→ **PROBLEM STATEMENT**
Produce a word-for-word copy of the data below.
——————————
PR #39398, opened 2025-10-09
fix: During project claim, disable the orgs for choosing who can't add another projects

ivasilov:
This PR fixes a flow where the user might choose an org for project claiming which can't create/add another projects because of limits for free orgs.

Fixes FE-1937.


apps/studio/components/interfaces/Organization/ProjectClaim/confirm.tsx
```diff
@@ -41,13 +41,22 @@ export const ProjectClaimConfirm = ({
...
 
   const { mutateAsync: claimProject, isLoading: isClaiming } = useOrganizationProjectClaimMutation()
 
   const onClaimProject = async () => {
     try {
+      // try {
       await approveRequest({ id: auth_id!, slug: selectedOrganization.slug })
+      // } catch (error: any) {
+      //   // if the org is already approved with this auth id, we can ignore the error. Otherwise, we throw it again
+      //   if (!error.message.includes('already approved')) {
```
charislam: curious why we're not going with the commented out approach? seems safer than blanket ignoring all errors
——————————
→ **EXERCISE ANSWER**
PR #39398, opened 2025-10-09
fix: During project claim, disable the orgs for choosing who can't add another projects

ivasilov:
This PR fixes a flow where the user might choose an org for project claiming which can't create/add another projects because of limits for free orgs.

Fixes FE-1937.


apps/studio/components/interfaces/Organization/ProjectClaim/confirm.tsx
```diff
@@ -41,13 +41,22 @@ export const ProjectClaimConfirm = ({
...
 
   const { mutateAsync: claimProject, isLoading: isClaiming } = useOrganizationProjectClaimMutation()
 
   const onClaimProject = async () => {
     try {
+      // try {
       await approveRequest({ id: auth_id!, slug: selectedOrganization.slug })
+      // } catch (error: any) {
+      //   // if the org is already approved with this auth id, we can ignore the error. Otherwise, we throw it again
+      //   if (!error.message.includes('already approved')) {
```
charislam: curious why we're not going with the commented out approach? seems safer than blanket ignoring all errors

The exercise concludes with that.